> [Work to complete]: Here the answer must be the exact run of lines from the line holding "JordonPhillips: The version" to the end of the material below, and nothing else.

> [Listed records]:
PR #704, opened 2021-02-04
Add docs/tests for Glacier customizations

JordonPhillips:
This adds documentation and protocol tests for the customizations required to generate Glacier client.

For the protocol tests, I included a representative subset of the Glacier model with protocol tests added in. I'm unsure if this is the right strategy though. The other option would be to include the entire model. That would reduce the risk of excluding too much, but also potentially results in having some truly massive models buried in this repo.

### DIFF
--- a/smithy-aws-protocol-tests/model/restJson1/services/glacier.smithy
+++ b/smithy-aws-protocol-tests/model/restJson1/services/glacier.smithy
@@ -44,7 +44,7 @@ service Glacier {
         params: {
             accountId: "foo",
             vaultName: "bar",
-        }
+        },
     },
     {
         id: "GlacierChecksums",
@@ -61,7 +61,8 @@ service Glacier {
         params: {
             accountId: "foo",
             vaultName: "bar",
-        }
+        },
+        appliesTo: "client",
     },
     {
         id: "GlacierAccountId",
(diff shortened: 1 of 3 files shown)


smithy-aws-protocol-tests/model/restJson1/services/glacier.smithy
```diff
@@ -0,0 +1,168 @@
...
+)
+@restJson1
+@title("Amazon Glacier")
+@xmlNamespace(
+    uri: "http://glacier.amazonaws.com/doc/2012-06-01/",
+)
+service Glacier {
+    version: "2012-06-01",
+    operations: [
+        UploadArchive,
```
kstich, line 28: This should also include `UploadPart`, to validate that the checksum customizations are made to both operations.

smithy-aws-protocol-tests/model/restJson1/services/glacier.smithy
```diff
@@ -0,0 +1,168 @@
...
+    ],
+}
+
+@httpRequestTests([
+    {
```
kstich, line 33: Should these tests have the `appliesTo: "client"` flag?

kstich (changes requested):

smithy-aws-protocol-tests/model/restJson1/services/glacier.smithy
JordonPhillips: The version header one no, the rest yes

kstich (approved):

> [Answer]:
JordonPhillips: The version header one no, the rest yes

kstich (approved):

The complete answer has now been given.